Four minute papers (inspired by fourminutebooks.com) aims to condense computing white papers down to a four minute summary.
Here goes nothing…four minute paper for MapReduce (original white paper).
High level what is MapReduce: A programming model and an implementation for processing large data sets.
The problem MapReduce solves: Handle the complex problem of processing large datasets that are too big for one machine.
How MapReduce solved that problem: MapReduce is a relatively simple framework for programmers to accomplish the complex task of scaling work in parallel over thousands of machines.
Implementation Details: End users only need to implement two functions for processing the data:
reduce(). The MapReduce framework handles the hard parts like partitioning data, scheduling work across many machines, handling failures, among other complexities in distributed systems.

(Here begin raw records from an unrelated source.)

PR #371, opened 2023-12-07
Fix/pay-button

Adamik10:
#### Link to issue
https://reload.atlassian.net/browse/DDFLSBP-334

#### Description

This PR makes sure that any text inside a button is never with text decorations, even if there is an <a> tag inside it. We never want an underline, and instead of using the utility class "hide-linkstyle" I am moving this responsibility to the main button class.

#### Screenshot of the result
n/a

Sibling to [this PR](https://github.com/danskernesdigitalebibliotek/dpl-react/pull/754).


JacobArrow (approved):
Neat! I like it

Adamik10:
Follow in #384

PR #390, opened 2023-12-15
Fix rich text + Re-factor layout max width as a mixin

rasben:
[Make sure that rich-text has spacing and margin. DDFFORM-5](https://github.com/danskernesdigitalebibliotek/dpl-design-system/pull/390/commits/dd485fb3e1a484e554a62a8195b8f4affa8e5f40) 

It worked in Storybook, but not in Drupal.
That is because Storybook adds its own wrapper, which made it appear
correct.

----

Add a layout-container mixin, and replace any existing max-widths.

### DIFF
--- a/src/stories/Library/rich-text/rich-text.scss
+++ b/src/stories/Library/rich-text/rich-text.scss
@@ -5,10 +5,7 @@
   @include typography($typo__rich-text-body);
 
   // Setting a max-width to increase readability for sentences.
-  max-width: $layout__max-width--text;
-  margin: auto;
-  padding-left: $layout__page-padding;
-  padding-right: $layout__page-padding;
+  @include layout-container($layout__max-width--text);
 
   a {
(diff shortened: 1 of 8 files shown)


src/stories/Library/rich-text/rich-text.scss
```diff
@@ -6,6 +6,9 @@
 
   // Setting a max-width to increase readability for sentences.
   max-width: $layout__max-width--text;
+  margin: auto;
```
kasperbirch1, line 9: shouldn't this be made as a mixin or a placeholder?

kasperbirch1 (approved):

kasperbirch1 (commented):
x

kasperbirch1 (changes requested):
x

kasperbirch1 (approved):

PR #395, opened 2023-12-18
fix old non responsive stories

LasseStaus:
- Updated mobile responsiveness for modalCTA item component.

#### Link to issue

I found this as a part of going through UI tests as part of changing the fonts. 

#### Description

Found a component that was not responsive. Made it responsive. 

#### Screenshot of the result

image

See the UI test that must be accepted in order to see the change.

### DIFF
--- a/src/stories/Library/Modals/modal-cta/modal-cta.scss
+++ b/src/stories/Library/Modals/modal-cta/modal-cta.scss
@@ -9,12 +9,22 @@
 }
 
 .modal-cta__buttons {
-  display: grid;
-  justify-content: center;
+  display: flex;
+  flex-direction: column;
+  align-items: center;
 }
 
 .modal-cta__link {
   display: flex;
   justify-content: center;
   margin-top: $s-md;
+}
+
+.modal-cta__button {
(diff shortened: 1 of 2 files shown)


src/stories/Library/Modals/modal-cta/modal-cta.scss
```diff
@@ -9,12 +9,22 @@
 }
 
 .modal-cta__buttons {
-  display: grid;
-  justify-content: center;
+  display: flex;
```
kasperbirch1, line 12: I don't understand this part of the change. Shouldn't it give the same result as:
```
display: grid;
justify-content: center;
```

LasseStaus: before, the button had ':0 96px' padding. In this case what you are saying would work. 

Since there is no padding on mobile now, justify-content would squeeze it together. 

What i could've done i think, is use justify-content: stretch instead and that would've done the same thing. 

Now i just used flex instead, but probably would've been faster to just use justify-content: stretch

PR #397, opened 2023-12-18
Fix overflow on x-axis

JacobArrow:
#### Link to issue
https://reload.atlassian.net/browse/DDFLSBP-183

#### Description
This fixes an issue where the footer will take up too much space on the x-axis and overflow the main content. When using window sizing like vw or vh, scrollbars are counted in, and this will add additional unneeded space.


spaceo (approved):
LGTM 👍

PR #399, opened 2023-12-19
Add free-styled styling for WYSIWYG tables. DDFFORM-98

rasben:
#### Link to issue

The WYSIWYG (rich-text) in Drupal supported tables, but I had forgotten to make the styling in the design system.
There is no table design in figma, so i've just winged something, based on what I had laying around from another project.

#### Description

https://reload.atlassian.net/browse/DDFFORM-98


kasperbirch1 (approved):
LGTM 👍

PR #402, opened 2023-12-19
Layout units - horizontal and vertical.

rasben:
After a discussion today, we agreed to introduce layout unit components. These units are used for centering stuff, and adding padding, and for adding spacing between individual elements.
The idea is that this is done using markup wrappers, but I've also made them so they can be used by individual components using placeholders.

### DIFF
--- a/base.scss
+++ b/base.scss
@@ -1,6 +1,7 @@
 @import "./src/styles/scss/reset";
 @import "./src/styles/scss/skeleton";
 @import "./src/styles/scss/tools";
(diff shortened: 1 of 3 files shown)


kasperbirch1:
I don't have much experience with "layout" CSS classes, so it's difficult for me to determine what works best. 

@LasseStaus is there a .layout__horizontal-spacing missing in your commit, or is it because it's an example? 

I think Lasse's naming is the best. But let's talk about it tomorrow.

PR #405, opened 2023-12-20
Only show scrollbar when content is overflowing

JacobArrow:
overflow: scroll, will always show a scrollbar, which is very ugly


Dresse (approved):
LGTM 👍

The data used by MapReduce must be in the form of key value pairs. The entire MapReduce computation takes a set of input key/value pairs and produces a set of output key/value pairs. The
map function, written by the user, takes one input k/v pair and outputs a set of intermediate k/v pairs. MapReduce library groups together all intermediate values that has same key and passes that to Reduce. Reduce function, also written by the user, accepts one key and all the values for that key and merges the values together.
Limitations of MapReduce: You must wait for all Map and Reduce steps to complete. Meaning it is as fast as it’s slowest step.

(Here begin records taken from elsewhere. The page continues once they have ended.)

PR #408, opened 2023-12-21
Added explicit focus  styles for buttons

JacobArrow:
#### Link to issue
https://reload.atlassian.net/browse/DDFLSBP-55

#### Description
To comply with the laws of WCAG, we need a distinctive style for focused buttons.
This needs to be an outline with at least 2px wideness, and a clear difference in contrast

#### Screenshot of the result
button focus


spaceo (approved):
LGTM 👍

PR #409, opened 2023-12-27
Padded layout in Storybook

JacobArrow:
#### Description
By overriding the default styling in storybook, we do not allow the padded layout, which was the default setting.
By overriding the default layout with "fullscreen", we can set a padded layout where needed.


Adamik10 (approved):
Get those internal classes out of my bus! Wroom wroom 🚌

PR #410, opened 2023-12-27
Focus outline on dropdowns

JacobArrow:
#### Link to issue
https://reload.atlassian.net/browse/DDFLSBP-216

#### Description
To comply with the laws of WCAG, we need a distinctive style for focused dropdown/select boxes.
This needs to be an outline with at least 2px wideness, and a clear difference in contrast

#### Pictures
Dropdown default
image

Dropdown focused
image

Accordion default
image

Accordion focused
image


Adamik10 (approved):
Very very very nice 💯

PR #411, opened 2023-12-27
Updated warning color to a slightly darker red

JacobArrow:
#### Link to issue
https://reload.atlassian.net/browse/DDFLSBP-235

#### Description
To accommodate the contrast laws of  WCAG, we need to use a warning color with higher contrast. By adjusting the current warning color to a slightly darker red, we can accomplish that.

#### Screenshot of the result

Before
image

After
image


Adamik10 (approved):
👍 👍 👍

PR #183, opened 2020-06-22
Add HTTP Proxy to buildDockerImages script

hrosenbe:
This pull request adds a proxy parameter that allows an http(s) proxy to be specified for the buildDockerImages script.


dockerImages/zookeeper/Dockerfile
```diff
@@ -1,17 +1,19 @@
 # Copyright 2017-2019 VMware, Inc.
 # SPDX-License-Identifier: BSD-2-Clause
-FROM namespace/weathervane-centos7:version
+FROM hrosenbe/weathervane-centos7:2.0.7-dev
```
bhoflich, line 3: hrosenbe

hrosenbe: Good catch.  Thanks.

Criticism of MapReduce: Michael Stonebraker’s had some criticisms about MapReduce being a major step back, essentially saying that MapReduce is not novel and DBMSs are better.
Use of MapReduce today: When MapReduce first came about, it was very popular and many well known products implement it… for example, Hadoop, Couchdb, and Riak.
Google’s MapReduce implementation was used at Google from 2003–2014, but now it is replaced with Cloud Dataflow/Apache Beam.